REQUIRED WORK: Lines in the data below that contain the word "before" are to be copied.

DATA:
★ ★ ★ ★ ★

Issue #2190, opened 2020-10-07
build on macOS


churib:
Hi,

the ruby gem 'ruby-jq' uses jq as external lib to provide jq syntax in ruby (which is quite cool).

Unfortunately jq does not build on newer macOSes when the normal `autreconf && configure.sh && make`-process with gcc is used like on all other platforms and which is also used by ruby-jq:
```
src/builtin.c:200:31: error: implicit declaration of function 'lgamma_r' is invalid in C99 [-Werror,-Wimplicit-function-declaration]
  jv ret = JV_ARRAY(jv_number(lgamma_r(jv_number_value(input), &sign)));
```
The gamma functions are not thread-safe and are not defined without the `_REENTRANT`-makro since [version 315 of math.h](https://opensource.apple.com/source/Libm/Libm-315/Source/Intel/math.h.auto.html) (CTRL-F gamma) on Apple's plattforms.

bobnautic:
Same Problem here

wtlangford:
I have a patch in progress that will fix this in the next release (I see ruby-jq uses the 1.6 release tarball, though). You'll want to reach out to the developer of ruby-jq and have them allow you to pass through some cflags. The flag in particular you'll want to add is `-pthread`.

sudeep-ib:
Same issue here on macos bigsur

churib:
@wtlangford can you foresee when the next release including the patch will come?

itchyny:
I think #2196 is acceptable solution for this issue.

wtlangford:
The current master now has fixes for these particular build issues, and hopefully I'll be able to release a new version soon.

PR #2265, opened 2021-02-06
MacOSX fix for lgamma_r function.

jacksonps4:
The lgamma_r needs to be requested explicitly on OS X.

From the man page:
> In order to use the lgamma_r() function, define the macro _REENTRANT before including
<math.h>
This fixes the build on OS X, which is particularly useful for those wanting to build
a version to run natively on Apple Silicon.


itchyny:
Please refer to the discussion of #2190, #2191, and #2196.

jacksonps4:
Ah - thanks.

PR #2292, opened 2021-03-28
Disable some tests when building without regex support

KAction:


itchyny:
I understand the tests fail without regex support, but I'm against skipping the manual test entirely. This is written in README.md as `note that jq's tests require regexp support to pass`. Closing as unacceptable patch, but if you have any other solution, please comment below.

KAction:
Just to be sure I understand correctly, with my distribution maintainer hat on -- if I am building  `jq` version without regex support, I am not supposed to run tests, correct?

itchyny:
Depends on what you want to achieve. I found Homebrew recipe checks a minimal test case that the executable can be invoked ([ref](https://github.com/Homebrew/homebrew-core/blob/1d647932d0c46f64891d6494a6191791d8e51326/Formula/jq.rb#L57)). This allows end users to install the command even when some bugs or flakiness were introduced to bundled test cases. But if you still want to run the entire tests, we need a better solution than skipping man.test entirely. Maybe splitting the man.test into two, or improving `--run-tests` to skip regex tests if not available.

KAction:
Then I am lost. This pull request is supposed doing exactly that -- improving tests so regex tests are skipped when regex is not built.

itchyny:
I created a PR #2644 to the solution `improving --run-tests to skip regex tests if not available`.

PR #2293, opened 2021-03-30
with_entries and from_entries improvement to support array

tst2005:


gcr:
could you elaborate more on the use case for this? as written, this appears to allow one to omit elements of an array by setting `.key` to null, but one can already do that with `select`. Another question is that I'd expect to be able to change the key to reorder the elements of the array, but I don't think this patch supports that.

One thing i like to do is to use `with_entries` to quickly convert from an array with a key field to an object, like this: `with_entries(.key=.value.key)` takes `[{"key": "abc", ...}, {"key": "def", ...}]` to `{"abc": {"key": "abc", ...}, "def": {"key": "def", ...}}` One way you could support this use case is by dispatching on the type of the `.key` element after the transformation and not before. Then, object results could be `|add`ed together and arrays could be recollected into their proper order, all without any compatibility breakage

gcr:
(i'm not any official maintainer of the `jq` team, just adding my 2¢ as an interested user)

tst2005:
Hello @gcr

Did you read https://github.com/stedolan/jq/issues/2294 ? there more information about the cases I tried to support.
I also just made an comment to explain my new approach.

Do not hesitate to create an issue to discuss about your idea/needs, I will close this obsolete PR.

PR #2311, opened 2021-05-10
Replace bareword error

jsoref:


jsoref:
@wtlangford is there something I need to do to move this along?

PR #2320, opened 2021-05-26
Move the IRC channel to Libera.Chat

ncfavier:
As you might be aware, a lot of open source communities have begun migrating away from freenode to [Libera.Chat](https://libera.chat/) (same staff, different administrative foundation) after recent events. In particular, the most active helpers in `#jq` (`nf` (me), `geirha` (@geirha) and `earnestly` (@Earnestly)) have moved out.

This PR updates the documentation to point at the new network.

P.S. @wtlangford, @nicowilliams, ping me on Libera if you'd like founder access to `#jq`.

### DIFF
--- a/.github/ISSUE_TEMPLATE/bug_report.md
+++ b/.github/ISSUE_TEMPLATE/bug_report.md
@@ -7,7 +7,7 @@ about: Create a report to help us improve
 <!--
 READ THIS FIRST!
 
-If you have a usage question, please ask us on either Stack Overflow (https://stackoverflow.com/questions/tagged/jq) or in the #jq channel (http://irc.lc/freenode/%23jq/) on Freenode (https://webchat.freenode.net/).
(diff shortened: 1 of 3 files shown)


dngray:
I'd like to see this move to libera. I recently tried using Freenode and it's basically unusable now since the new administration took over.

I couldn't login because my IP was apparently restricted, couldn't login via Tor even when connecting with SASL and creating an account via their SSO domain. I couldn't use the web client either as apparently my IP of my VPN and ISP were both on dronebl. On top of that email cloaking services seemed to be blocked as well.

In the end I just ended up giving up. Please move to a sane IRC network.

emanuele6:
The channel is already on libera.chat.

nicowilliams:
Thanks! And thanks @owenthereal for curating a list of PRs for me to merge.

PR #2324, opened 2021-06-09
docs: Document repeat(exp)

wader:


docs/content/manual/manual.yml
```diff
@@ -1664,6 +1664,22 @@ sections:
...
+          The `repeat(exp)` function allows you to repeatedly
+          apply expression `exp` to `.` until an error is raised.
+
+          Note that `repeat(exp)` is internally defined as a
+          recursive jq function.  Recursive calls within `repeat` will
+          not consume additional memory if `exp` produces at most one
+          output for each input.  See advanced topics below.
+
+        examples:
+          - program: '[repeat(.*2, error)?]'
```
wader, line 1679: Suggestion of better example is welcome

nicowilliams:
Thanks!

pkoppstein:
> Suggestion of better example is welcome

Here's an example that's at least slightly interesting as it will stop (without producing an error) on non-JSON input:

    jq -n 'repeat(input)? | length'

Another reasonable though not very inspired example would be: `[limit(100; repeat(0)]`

★ ★ ★ ★ ★

THE COMPLETED TASK:
> In order to use the lgamma_r() function, define the macro _REENTRANT before including
One thing i like to do is to use `with_entries` to quickly convert from an array with a key field to an object, like this: `with_entries(.key=.value.key)` takes `[{"key": "abc", ...}, {"key": "def", ...}]` to `{"abc": {"key": "abc", ...}, "def": {"key": "def", ...}}` One way you could support this use case is by dispatching on the type of the `.key` element after the transformation and not before. Then, object results could be `|add`ed together and arrays could be recollected into their proper order, all without any compatibility breakage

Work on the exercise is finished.